→ **Problem details**:
From the records that follow, give the number of lines that include the word "opened", with no further words.

[Saved data entries]
--

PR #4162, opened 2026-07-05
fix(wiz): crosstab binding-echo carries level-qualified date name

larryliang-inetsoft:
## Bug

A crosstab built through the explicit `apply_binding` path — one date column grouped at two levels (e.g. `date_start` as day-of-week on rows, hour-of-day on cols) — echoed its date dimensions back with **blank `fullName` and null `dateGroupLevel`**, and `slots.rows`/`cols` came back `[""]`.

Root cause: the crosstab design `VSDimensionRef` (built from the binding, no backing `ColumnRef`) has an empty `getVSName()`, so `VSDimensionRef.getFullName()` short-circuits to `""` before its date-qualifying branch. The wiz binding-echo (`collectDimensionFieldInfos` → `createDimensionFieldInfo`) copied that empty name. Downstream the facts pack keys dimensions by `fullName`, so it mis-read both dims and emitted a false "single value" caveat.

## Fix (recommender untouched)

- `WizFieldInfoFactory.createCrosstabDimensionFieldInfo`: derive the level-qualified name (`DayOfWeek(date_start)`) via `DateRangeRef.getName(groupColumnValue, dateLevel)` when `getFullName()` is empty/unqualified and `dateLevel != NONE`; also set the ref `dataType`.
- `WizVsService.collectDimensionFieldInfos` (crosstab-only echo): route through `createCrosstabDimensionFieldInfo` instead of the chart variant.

--

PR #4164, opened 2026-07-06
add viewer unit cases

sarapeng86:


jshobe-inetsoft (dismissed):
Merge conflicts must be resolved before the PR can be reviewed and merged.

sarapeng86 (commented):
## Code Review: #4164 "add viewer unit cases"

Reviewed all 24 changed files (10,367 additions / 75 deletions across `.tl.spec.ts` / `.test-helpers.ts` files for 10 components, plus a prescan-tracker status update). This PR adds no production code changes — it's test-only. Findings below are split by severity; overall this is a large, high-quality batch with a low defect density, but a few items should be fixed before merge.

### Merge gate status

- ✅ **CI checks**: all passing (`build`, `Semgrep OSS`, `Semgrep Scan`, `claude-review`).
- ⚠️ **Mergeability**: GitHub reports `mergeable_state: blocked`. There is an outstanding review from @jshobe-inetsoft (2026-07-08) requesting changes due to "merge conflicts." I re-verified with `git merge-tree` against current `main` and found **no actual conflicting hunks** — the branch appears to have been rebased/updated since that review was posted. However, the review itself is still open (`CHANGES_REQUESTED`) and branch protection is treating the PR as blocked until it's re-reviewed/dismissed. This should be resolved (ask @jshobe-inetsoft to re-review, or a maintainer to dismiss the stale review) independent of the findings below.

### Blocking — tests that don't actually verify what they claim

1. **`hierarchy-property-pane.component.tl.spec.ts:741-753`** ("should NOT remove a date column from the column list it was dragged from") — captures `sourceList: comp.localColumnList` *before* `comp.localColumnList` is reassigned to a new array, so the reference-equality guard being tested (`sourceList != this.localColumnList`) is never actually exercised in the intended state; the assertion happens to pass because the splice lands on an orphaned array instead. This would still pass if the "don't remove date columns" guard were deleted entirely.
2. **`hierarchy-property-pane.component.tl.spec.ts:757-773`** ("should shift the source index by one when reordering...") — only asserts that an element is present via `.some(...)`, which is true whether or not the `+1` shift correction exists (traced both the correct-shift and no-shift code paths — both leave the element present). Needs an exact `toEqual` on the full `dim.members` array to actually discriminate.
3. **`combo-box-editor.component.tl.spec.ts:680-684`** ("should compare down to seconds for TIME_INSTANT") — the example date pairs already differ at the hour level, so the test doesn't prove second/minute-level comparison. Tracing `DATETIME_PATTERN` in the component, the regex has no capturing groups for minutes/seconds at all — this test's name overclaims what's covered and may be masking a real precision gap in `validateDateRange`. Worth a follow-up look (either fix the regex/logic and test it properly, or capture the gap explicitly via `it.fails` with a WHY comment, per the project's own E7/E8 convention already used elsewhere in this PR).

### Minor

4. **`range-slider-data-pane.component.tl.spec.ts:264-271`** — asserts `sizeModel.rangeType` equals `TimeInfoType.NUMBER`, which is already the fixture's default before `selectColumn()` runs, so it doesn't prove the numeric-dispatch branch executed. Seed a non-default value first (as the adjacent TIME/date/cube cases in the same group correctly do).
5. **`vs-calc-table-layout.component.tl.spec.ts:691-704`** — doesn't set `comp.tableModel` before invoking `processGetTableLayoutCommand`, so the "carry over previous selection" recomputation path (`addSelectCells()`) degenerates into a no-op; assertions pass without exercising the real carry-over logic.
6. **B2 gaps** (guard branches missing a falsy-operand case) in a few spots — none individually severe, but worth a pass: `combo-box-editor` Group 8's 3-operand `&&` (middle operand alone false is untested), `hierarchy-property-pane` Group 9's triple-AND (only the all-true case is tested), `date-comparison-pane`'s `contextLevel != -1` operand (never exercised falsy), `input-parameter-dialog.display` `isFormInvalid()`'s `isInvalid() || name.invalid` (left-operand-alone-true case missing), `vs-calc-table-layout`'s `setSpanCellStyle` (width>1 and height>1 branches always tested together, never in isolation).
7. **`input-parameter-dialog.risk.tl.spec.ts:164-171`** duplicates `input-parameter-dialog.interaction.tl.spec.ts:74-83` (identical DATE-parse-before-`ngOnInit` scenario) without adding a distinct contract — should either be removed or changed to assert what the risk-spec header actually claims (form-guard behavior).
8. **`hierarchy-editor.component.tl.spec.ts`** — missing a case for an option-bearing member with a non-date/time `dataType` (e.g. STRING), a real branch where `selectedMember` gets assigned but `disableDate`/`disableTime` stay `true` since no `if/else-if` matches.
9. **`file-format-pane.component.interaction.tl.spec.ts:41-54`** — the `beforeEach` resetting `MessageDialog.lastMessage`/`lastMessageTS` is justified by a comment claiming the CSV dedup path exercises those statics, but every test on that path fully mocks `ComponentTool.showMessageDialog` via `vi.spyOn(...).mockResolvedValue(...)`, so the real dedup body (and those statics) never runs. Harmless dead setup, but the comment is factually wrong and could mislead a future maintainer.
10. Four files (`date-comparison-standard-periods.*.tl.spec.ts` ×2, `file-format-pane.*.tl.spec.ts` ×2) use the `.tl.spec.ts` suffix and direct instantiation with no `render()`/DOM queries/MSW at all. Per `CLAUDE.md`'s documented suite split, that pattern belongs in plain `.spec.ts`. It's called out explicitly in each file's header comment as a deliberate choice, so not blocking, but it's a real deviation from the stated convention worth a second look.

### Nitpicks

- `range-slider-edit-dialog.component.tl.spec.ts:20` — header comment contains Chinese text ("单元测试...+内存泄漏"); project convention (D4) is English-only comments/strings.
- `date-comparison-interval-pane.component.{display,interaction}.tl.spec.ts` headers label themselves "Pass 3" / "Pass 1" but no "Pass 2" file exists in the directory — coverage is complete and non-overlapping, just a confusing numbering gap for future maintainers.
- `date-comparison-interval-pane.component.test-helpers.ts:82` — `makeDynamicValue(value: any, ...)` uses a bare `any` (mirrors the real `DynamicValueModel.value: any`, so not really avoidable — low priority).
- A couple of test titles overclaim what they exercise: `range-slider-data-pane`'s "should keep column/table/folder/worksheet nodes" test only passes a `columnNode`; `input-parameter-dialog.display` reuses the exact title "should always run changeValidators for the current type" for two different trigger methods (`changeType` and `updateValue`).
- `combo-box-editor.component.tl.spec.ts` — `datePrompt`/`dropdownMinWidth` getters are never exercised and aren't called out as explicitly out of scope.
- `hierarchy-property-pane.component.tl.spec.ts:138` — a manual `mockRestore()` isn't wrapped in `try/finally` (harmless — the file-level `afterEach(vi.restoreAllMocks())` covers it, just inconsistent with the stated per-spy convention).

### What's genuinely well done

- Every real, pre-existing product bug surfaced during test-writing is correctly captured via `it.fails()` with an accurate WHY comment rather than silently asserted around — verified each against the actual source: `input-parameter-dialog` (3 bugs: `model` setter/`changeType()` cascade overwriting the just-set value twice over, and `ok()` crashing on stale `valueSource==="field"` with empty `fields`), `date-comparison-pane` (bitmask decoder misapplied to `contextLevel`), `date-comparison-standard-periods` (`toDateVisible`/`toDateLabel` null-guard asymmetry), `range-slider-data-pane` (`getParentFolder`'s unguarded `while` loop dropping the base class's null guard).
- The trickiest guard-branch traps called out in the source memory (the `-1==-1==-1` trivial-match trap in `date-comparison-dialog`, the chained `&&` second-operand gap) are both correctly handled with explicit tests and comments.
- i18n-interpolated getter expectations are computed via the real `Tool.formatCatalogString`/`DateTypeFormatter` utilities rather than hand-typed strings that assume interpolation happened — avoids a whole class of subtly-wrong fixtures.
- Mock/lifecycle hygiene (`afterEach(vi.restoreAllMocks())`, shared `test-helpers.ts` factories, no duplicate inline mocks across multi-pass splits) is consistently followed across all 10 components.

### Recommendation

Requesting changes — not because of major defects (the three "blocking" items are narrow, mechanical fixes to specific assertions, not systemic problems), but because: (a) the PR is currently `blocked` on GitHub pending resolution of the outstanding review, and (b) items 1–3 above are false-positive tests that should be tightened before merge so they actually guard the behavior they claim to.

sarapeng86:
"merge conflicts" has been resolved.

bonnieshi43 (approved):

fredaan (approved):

--

→ **Your response**:
2